Black and Viscous: Rick Owens’ Spring 2014 Paris Fashion Show


Warning: This post is about fashion, my not so secret love… but it’s also about diversity, so read on!

Rick Owens Spring 2014 Collection
at Paris Fashion Week

The fashionistas are buzzing (and I’m sure the snooty ones are rolling their eyes) after the display of racial and body diversity in Rick Owen’s Spring 2014 Paris fashion show.

As much as the inner goth in me loves Rick Owen’s clothes (and his whole lifestyle/brand), something about these images doesn’t feel revolutionary… perhaps it has to do with the way these still images ultimately represent and archive the performance.

Rick Owens Spring 2014 Collection
at Paris Fashion Week

Apparently, be “Viscous” was Owens’ creative direction to the models/dancers. Although the model’s “viscous” mugs are a refreshing break from the usual lifeless look most runway models have,  are these women really supposed to be “warriors”?

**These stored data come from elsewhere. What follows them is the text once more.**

PR #5894, opened 2022-08-24
chore(localdebug): add base custom task terminal

XiaofuHuang:
Add base custom task terminal.
Prepare for teamsfx task.


packages/vscode-extension/src/debug/taskTerminal/baseTaskTerminal.ts
```diff
@@ -0,0 +1,47 @@
...
+  }
+
+  handleInput(data: string): void {
+    this.writeEmitter.fire(data === "\r" ? "\r\n" : data);
+    if (data.includes(ControlCodes.CtrlC)) {
+      this.stop();
+    }
+  }
+
+  // TODO: end local debug session
```
swatDong, line 36: Prefer end local debug session in `onDidEndTaskProcessHandler`, and make this pure for terminal.
Is it possible? I remember we already have such logic in `onDidEndTaskProcessHandler`.

packages/vscode-extension/src/debug/taskTerminal/baseTaskTerminal.ts
```diff
@@ -0,0 +1,47 @@
...
+  CtrlC: "\u0003",
+};
+
+export abstract class BaseTaskTerminal implements vscode.Pseudoterminal {
+  protected writeEmitter = new vscode.EventEmitter<string>();
+  onDidWrite: vscode.Event<string> = this.writeEmitter.event;
+  protected closeEmitter = new vscode.EventEmitter<number>();
+  onDidClose?: vscode.Event<number> = this.closeEmitter.event;
+
+  constructor(private taskDefinition: vscode.TaskDefinition) {}
```
swatDong, line 17: Why taking `taskDefinition` as constructor input?

packages/vscode-extension/src/debug/teamsfxTaskProvider.ts
```diff
@@ -151,7 +152,31 @@ export class TeamsfxTaskProvider implements vscode.TaskProvider {
...
+    if (task.definition.type !== TeamsfxTaskProvider.type || !task.definition.command) {
+      return undefined;
+    }
+
+    const createTerminalFuncs = {
+      "check-prerequisites": (d: vscode.TaskDefinition) => new PrerequisiteTaskTerminal(d),
+    };
+
+    const createTerminal = Object.entries(createTerminalFuncs).find(
+      ([k]) => k == task.definition.command
```
swatDong, line 164: ===

packages/vscode-extension/src/debug/teamsfxTaskProvider.ts
```diff
@@ -151,7 +152,31 @@ export class TeamsfxTaskProvider implements vscode.TaskProvider {
     task: vscode.Task,
     token?: vscode.CancellationToken | undefined
   ): Promise<vscode.Task | undefined> {
-    // Return undefined since all tasks are provided and fully resolved
+    if (task.definition.type !== TeamsfxTaskProvider.type || !task.definition.command) {
+      return undefined;
+    }
+
+    const createTerminalFuncs = {
+      "check-prerequisites": (d: vscode.TaskDefinition) => new PrerequisiteTaskTerminal(d),
```
swatDong, line 160: Add `debug` prefix for all new f5 tasks.

packages/vscode-extension/src/debug/teamsfxTaskProvider.ts
```diff
@@ -151,7 +152,31 @@ export class TeamsfxTaskProvider implements vscode.TaskProvider {
     task: vscode.Task,
     token?: vscode.CancellationToken | undefined
   ): Promise<vscode.Task | undefined> {
-    // Return undefined since all tasks are provided and fully resolved
+    if (task.definition.type !== TeamsfxTaskProvider.type || !task.definition.command) {
+      return undefined;
+    }
+
+    const createTerminalFuncs = {
```
swatDong, line 159: Make this global variable?

packages/vscode-extension/src/debug/teamsfxTaskProvider.ts
```diff
@@ -151,7 +152,31 @@ export class TeamsfxTaskProvider implements vscode.TaskProvider {
     task: vscode.Task,
     token?: vscode.CancellationToken | undefined
   ): Promise<vscode.Task | undefined> {
-    // Return undefined since all tasks are provided and fully resolved
+    if (task.definition.type !== TeamsfxTaskProvider.type || !task.definition.command) {
```
kuojianlu, line 155: Why implement in `resolveTask` rather than `provideTasks`?

packages/vscode-extension/src/debug/taskTerminal/baseTaskTerminal.ts
kuojianlu: Consider take `args` as parameter instead of `taskDefinition` since other information is not needed.

packages/vscode-extension/src/debug/taskTerminal/baseTaskTerminal.ts
```diff
@@ -0,0 +1,47 @@
...
+
+  open(): void {
+    this.do()
+      .then(() => this.stop())
```
kuojianlu, line 21: Does this style applies to background task, i.e., starting tunnel?

packages/vscode-extension/src/debug/teamsfxTaskProvider.ts
XiaofuHuang: Changed it, thx.

packages/vscode-extension/src/debug/taskTerminal/baseTaskTerminal.ts
XiaofuHuang: Yes, this will apply to the background task. If the background task is running, the do func will not be resolved.

packages/vscode-extension/src/debug/taskTerminal/baseTaskTerminal.ts
XiaofuHuang:
```
  const additionalProperties: { [key: string]: string } = {};
  {
    // If we know this session is concurrently running with another session, send that correlationId in `debug-all-start` event.
    // Mostly, this happens when user stops debugging while preLaunchTasks are running and immediately hit F5 again.
    const session = commonUtils.getLocalDebugSession();
    if (session.id !== commonUtils.DebugNoSessionId) {
      additionalProperties[TelemetryProperty.DebugConcurrentCorrelationId] = session.id;
      // Indicates in which stage (of the first F5) the user hits F5 again.
      additionalProperties[TelemetryProperty.DebugConcurrentLastEventName] =
        localTelemetryReporter.getLastEventName();
    }
  }
  return await Correlator.runWithId(commonUtils.startLocalDebugSession(), async () => {
    if (commonUtils.checkAndSkipDebugging()) {
      // return non-zero value to let task "exit ${command:xxx}" to exit
      return "1";
    }

    await sendDebugAllStartEvent(additionalProperties);
    const result = await localPrerequisites.checkAndInstall();
    if (result.isErr()) {
      // Only local debug use validate-local-prerequisites command
      await sendDebugAllEvent(result.error);
      commonUtils.endLocalDebugSession();
      // return non-zero value to let task "exit ${command:xxx}" to exit
      return "1";
    }
  });
}
```

Now each command will call  `commonUtils.endLocalDebugSession();` when it failed. It is related to the telemetry.

packages/vscode-extension/src/debug/taskTerminal/baseTaskTerminal.ts
XiaofuHuang: The task definition contains all the custom properties in a task. (Now it is `command` and `args`). In the base class, can we keep all the custom properties?

packages/vscode-extension/src/debug/teamsfxTaskProvider.ts
XiaofuHuang: Updated the command name.

packages/vscode-extension/src/debug/teamsfxTaskProvider.ts
XiaofuHuang: Moved it to global.

packages/vscode-extension/src/debug/taskTerminal/baseTaskTerminal.ts
swatDong: So is this `TODO` already done?

kuojianlu: In `onDidEndTaskProcessHandler`, check the task result, if exit code is non-zero, then call `terminateAllRunningTeamsfxTasks`. So agree to make this class pure for the task logic only.

packages/vscode-extension/src/debug/taskTerminal/baseTaskTerminal.ts
kuojianlu: So how to stop the background task when stopping debugging?

packages/vscode-extension/src/debug/taskTerminal/baseTaskTerminal.ts
kuojianlu: Make sense.

packages/vscode-extension/src/debug/teamsfxTaskProvider.ts
XiaofuHuang: As the discussion [here](https://github.com/microsoft/vscode/issues/58836)
> As the extension author you can implement resolveTask to allow your extension to handle any tasks of your task type that appear in the user's tasks.json but aren't returned by provideTasks. I assume your provideTasks doesn't return a task with your specific args value, so the VS Code tasks system has no idea what to do with it. If you implement resolveTask, you can provide a Task for tasks.json tasks that your provideTasks doesn't return.
> Looks like the documentation doesn't outline this well. I'll update it.

packages/vscode-extension/src/debug/taskTerminal/baseTaskTerminal.ts
XiaofuHuang: > So is this `TODO` already done?

no, only vscode command will call commonUtils.endLocalDebugSession(). After we moved them to task, may be it still need to be called.

packages/vscode-extension/src/debug/teamsfxTaskProvider.ts
swatDong: I believe the key point is:
- If using `provideTasks` and user modifies `args` before F5, will the updated `args` be passed to vsc?

packages/vscode-extension/src/debug/taskTerminal/baseTaskTerminal.ts
XiaofuHuang: > So how to stop the background task managed by custom terminal when stopping debugging?

close() will be called,

packages/vscode-extension/src/debug/taskTerminal/baseTaskTerminal.ts
```diff
@@ -0,0 +1,47 @@
...
+      .catch((error) => this.stop(error));
+  }
+
+  close(): void {
+    this.stop();
+  }
+
+  handleInput(data: string): void {
+    this.writeEmitter.fire(data === "\r" ? "\r\n" : data);
```
a1exwang, line 30: Why do we need to print what user types?

packages/vscode-extension/src/debug/taskTerminal/baseTaskTerminal.ts
```diff
@@ -0,0 +1,47 @@
...
+    if (data.includes(ControlCodes.CtrlC)) {
```
a1exwang, line 31: Will some multi-byte Unicode character or control sequences contain '\x03'? If so will it be treated as Ctrl-C?

packages/vscode-extension/src/debug/taskTerminal/baseTaskTerminal.ts
a1exwang, line 30: Do we really need to support user inputs? From my understanding these tasks are output only?

packages/vscode-extension/src/debug/teamsfxTaskProvider.ts
XiaofuHuang: Yes, I can't list all args combinations in the `provideTasks`.

swatDong: No need to list all args combinations, but just `args` itself. `args` object will be handled by custom execution dynamically.

BTW, one possible reason to use `resolve` instead of `provide` is - we may need to dynamically adjust `presentation` or `runOptions` per `args`.

packages/vscode-extension/src/debug/taskTerminal/baseTaskTerminal.ts
XiaofuHuang: Since it is necessary for the user to enter `ctrl-c` (the user may want to manually end some background tasks), the input is echoed here. If the input is not echoed, the user may mistakenly believe that the window does not support any input. Echoing user input is the same as the behave of the shell terminal.

packages/vscode-extension/src/debug/teamsfxTaskProvider.ts
kuojianlu: I see. `provideTasks` cannot be customized.

packages/vscode-extension/src/debug/taskTerminal/baseTaskTerminal.ts
kuojianlu: I prefer no echo. For a non-background task, pressing `Ctrl-C` to terminate it is not supported. For a backgroud task, I think users know intuitively that he can press `Ctrl-C` to terminate it.

a1exwang: > Echoing user input is the same as the behave of the shell terminal.

I think this is not the behavior of the shell, but the actual process/command. For example, `ngrok` does not echo and `nodemon` does echo.

If you want to implement something like Ctrl-C, I think the better way is just to send anything from input to the process/command's stdin. If it wants to echo it will echo, if it wants to handle Ctrl-C, they will quit on `'\x03'`, etc. Shell should not assume what the actual process/command want to do on keyboard input, Ctrl-C, etc.

XiaofuHuang: ok, I removed the echo from handle input.

packages/vscode-extension/src/debug/taskTerminal/baseTaskTerminal.ts
XiaofuHuang: Here the value of ctrl-c is the virtual terminal sequence.
```
Implement to handle incoming keystrokes in the terminal or when an extension calls [sendText](https://code.visualstudio.com/api/references/vscode-api#Terminal.sendText). data contains the keystrokes/text serialized into their corresponding VT sequence representation.
```

packages/vscode-extension/src/debug/taskTerminal/baseTaskTerminal.ts
XiaofuHuang: May be we can redesign the local debug session in commonUtils and call `commonUtils.endLocalDebugSession()` in `onDidEndTaskProcessHandler`

swatDong: `onDidEndTaskProcessHandler` already calls `terminateAllRunningTeamsfxTasks()`. Is that enough?
I remember VSC stops debug if dependent task has error, thus we only need to stop other running tasks.

XiaofuHuang: Here the debug session means the local debug session used to generate session id and send telemetry. As we discussed offline, for teamsfx tasks in a teamsfx project, we need to add the following:
1. start the debug session in `onDidStartTaskProcessHandler` if the exsiting debug session is undefined.
2. stop the debug session in `onDidEndTaskProcessHandler` for non-background task
3. stop the debug session in `onDidStartDebugSessionHandler` for background task (exsiting)

kuojianlu (approved):

a1exwang (approved):

a1exwang (approved):

swatDong (approved):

Owens hired a mother-daughter step choreography team who orchestrated the whole performance with 40 dancers and now the fashion designer is being heralded for “bringing step to the international fashion stage!” Wow. Really? So yet another celebrity brings black popular dance to the masses… ahem, Miley. Warriors or not, the step teams I’ve seen rely on their moves and body language as show of strength/force and don’t have to resort to contorting their faces as if possessed.

Rick Owens Spring 2014 Collection
at Paris Fashion Week

What I can appreciate is 40 much larger than size 0 models with muscles and plump flesh stomping down the catwalk. What a sight that must’ve been… Owens not only responded to the recent debate over fashion’s lack of diversity (spearheaded by Bethann Hardison) but as his models sported unkempt hair and haute couture doo rags, he also made a statement against high fashion’s role in shaping gender and standard representations of femininity.

OK, so bravo Rick Owens but next time you have an almost all-black fleet of models in your fashion show, do they have to play up to the “angry black woman” stereotype with clenched fists? Strong can still be sexy, just take a clue from women like Grace Jones, Serena Williams, Queen Latifah, Jill Scott… the list is long.